# Infotainment screen blank



## NewJettaLease (Jul 13, 2014)

I've had a strange issue with my SEL-P 3 times today. When starting the car, the infotainment screen would not turn on, wouldn't respond to any of the physical buttons, nor play the radio. Shutting the car off and turning it back also didn't seem to have any effect. The only way I was able to "reboot" it was by turning the car off, waiting the 30-60 seconds for all the lights/electronics in the car to shut off, and only then turn it back on.

This happened to me 3 times today (and for the first time since I've had the car). It was 26 degrees F in Boston today, but it's worked fine in colder weather before. Has anyone else had this problem?


----------



## JenSnyder1083 (Nov 20, 2017)

SEL-P here too. I haven't had the exact same issue. I did have a display issue which was only reset with an engine off, 30sec wait, engine on issue was my reverse camera wouldn't display when I shifted into reverse (would keep display on radio).


----------



## erinmac (Jul 11, 2017)

I had this same issues over a month ago. It mostly happened when I remote started my car. When I would get into the car and press the button to start it while in "remote start" the screen would never turn on. 

If I turn off the car, lock the car, wait 30 seconds then get back in 99% of the time the screen would come back on.

I then went away for 1 week and left my car sitting, it's been 3 weeks and the issues has not happened again. Even when I remote start. 

I posted another post a while back and will try and find it to see if anyone else had commented on this issue....The dealer did tell me to bring the car in while it was running and the issue was happening so they could have a look. I haven't had to do that yet.


----------



## NewJettaLease (Jul 13, 2014)

It happened to me again this morning, this time it was from a direct start (not remote start). Interestingly, the parking sonar beep worked, even with the screen not displaying anything. 

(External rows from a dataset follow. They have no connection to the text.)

PR #188, opened 2022-01-10
Fix/theme provider/style attribute

InteractiveTimmy:
# Description

The scope of the changes in this pull request are to add improvements to the theme provider that allow for a better viewing experience within storybook.

## Screenshots

Screen Shot 2022-01-10 at 2 32 44 PM
Screen Shot 2022-01-10 at 2 33 07 PM
Screen Shot 2022-01-10 at 2 33 12 PM

# Links

[SPARK-296628](https://jira-eng-gpk2.cisco.com/jira/browse/SPARK-296628)

### DIFF
--- a/config/storybook/cjs/preview.js
+++ b/config/storybook/cjs/preview.js
@@ -10,6 +10,7 @@ export const parameters = {
       date: /Date$/,
     },
   },
+  layout: 'fullscreen',
 };
 
 export const globalTypes = { ...globals };
--- a/src/components/ThemeProvider/ThemeProvider.stories.args.ts
+++ b/src/components/ThemeProvider/ThemeProvider.stories.args.ts
@@ -18,7 +18,6 @@ const themeProviderArgTypes = {
     },
   },
   children: {
-    defaultValue: 'Example Text',
     description:
       'Provides the child nodes for this element. The child nodes of this element are themed by the assigned theme.',
     control: { type: 'text' },
--- a/src/components/ThemeProvider/ThemeProvider.stories.args.ts
+++ b/src/components/ThemeProvider/ThemeProvider.stories.args.ts
@@ -1,0 +1,41 @@
+import { commonStyles } from '../../storybook/helper.stories.argtypes';
+
+import { THEME_PROVIDER_CONSTANTS as CONSTANTS } from './';
+
+const themeProviderArgTypes = {
+  theme: {
+    description:
+      'The name of the target theme to apply to all child nodes of this `<ThemeProvider />`.',
+    options: [...Object.values(CONSTANTS.THEME_NAMES)],
+    control: { type: 'select' },
+    table: {
+      type: {
+        sumary: 'string',
+      },
+      defaultValue: {
+        summary: CONSTANTS.DEFAULTS.THEME,
+      },
+    },
+  },
+  children: {
+    defaultValue: 'Example Text',
+    description:
+      'Provides the child nodes for this element. The child nodes of this element are themed by the assigned theme.',
+    control: { type: 'text' },
+    table: {
+      type: {
+        summary: 'ReactNode',
+      },
+      defaultValue: {
+        summary: 'undefined',
+      },
+    },
+  },
+};
+
+export { themeProviderArgTypes };
+
+export default {
+  ...commonStyles,
+  ...themeProviderArgTypes,
+};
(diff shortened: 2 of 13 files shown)


config/storybook/cjs/preview.js
```diff
@@ -10,6 +10,7 @@ export const parameters = {
       date: /Date$/,
     },
   },
+  layout: 'fullscreen',
```
cscheffauer, line 13: will that set storybook to a fullscreen mode by default?

src/components/ThemeProvider/ThemeProvider.stories.args.ts
```diff
@@ -0,0 +1,41 @@
...
+      type: {
+        sumary: 'string',
+      },
+      defaultValue: {
+        summary: CONSTANTS.DEFAULTS.THEME,
+      },
+    },
+  },
+  children: {
+    defaultValue: 'Example Text',
```
cscheffauer, line 21: is `Example Text` really a good defaultValue for children? I have seen that before in other places. Was just wondering if that could be changed to something more meaningful :)

src/components/ThemeProvider/ThemeProvider.stories.docs.mdx
```diff
@@ -0,0 +1 @@
+The `<ThemeProvider />` component. This component is used to theme all child nodes within. This component primiarily utilizes **CSS Variables** for downstream components to consume and is completely independently stylable.
```
cscheffauer, line 1: like that a lot - short, but really descriptive! 💯

src/components/ThemeProvider/ThemeProvider.stories.tsx
```diff
@@ -1,79 +1,86 @@
...
+        Example Text
       </div>
-    </ThemeProvider>
-  );
+    </div>
+  ),
 };
 
-const Example = Template.bind({});
+// const Template: Story<Props> = (args) => {
```
cscheffauer, line 52: why is that commented code still necessary to keep? I would suggest removing it if there is no real good reason to keep it.

src/components/ThemeProvider/ThemeProvider.tsx
```diff
@@ -9,10 +9,11 @@ import './ThemeProvider.style.scss';
 /**
  * Provides a collection of CSSVariables based on a ThemeToken to all child elements.
  */
-const ThemeProvider: FC<Props> = ({ children, id, theme }: Props) => (
+const ThemeProvider: FC<Props> = ({ children, id, style, theme }: Props) => (
   <div
```
cscheffauer, line 13: i would recommend adding a comment to the component to state that the ThemeProvider is wrapping the children in a div. There are solutions out there, where no bounding div will be wrapped around children, so I think it will be worth adding it to the docs.

Just as an example - if theme is passed to children through a React.Context, the children will not be wrapped in a div :)

src/components/ThemeProvider/ThemeProvider.unit.test.tsx
```diff
@@ -52,6 +62,19 @@ describe('<ThemeProvider />', () => {
       expect(element.classList.contains(`${THEME_CLASS_PREFIX}-${themeName}`)).toBe(true);
     });
 
+    it('should have provided style when style is provided', () => {
+      expect.assertions(1);
+
+      const style = { color: 'pink' };
+      const styleString = 'color: pink;';
```
cscheffauer, line 69: just out of curiosity - would it work if u do `const styleString = style.toString();` ?

config/storybook/cjs/preview.js
InteractiveTimmy: This removes padding within stories.

src/components/ThemeProvider/ThemeProvider.stories.args.ts
InteractiveTimmy: Removing this.

src/components/ThemeProvider/ThemeProvider.unit.test.tsx
InteractiveTimmy: styleString would render as `{ "color": "pink" }` with the `toString()` method.

src/components/ThemeProvider/ThemeProvider.tsx
InteractiveTimmy: Due to the layer we are applying the theme at [Browser/DOM CSS level], using a `React.Context` would require themed data to be handled differently in downstream components [not via css variables].

Adding the comment mentioned here and updating.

Jen, Erin, do you remember if it was below freezing when it failed on you?


----------



## erinmac (Jul 11, 2017)

It's been cold here for over a few weeks so for sure it was below 0 degrees C or less. I live in Canada.

Every time has been when I remote started it, so good chance it was cold day.


----------



## NewJettaLease (Jul 13, 2014)

It happened twice again tonight, one with a _manual _start and one with a remote start. Both were in below-freezing temperatures, so I'm starting to see a pattern here.


----------



## JenSnyder1083 (Nov 20, 2017)

NewJettaLease said:


> It happened to me again this morning, this time it was from a direct start (not remote start). Interestingly, the parking sonar beep worked, even with the screen not displaying anything.
> 
> Jen, Erin, do you remember if it was below freezing when it failed on you?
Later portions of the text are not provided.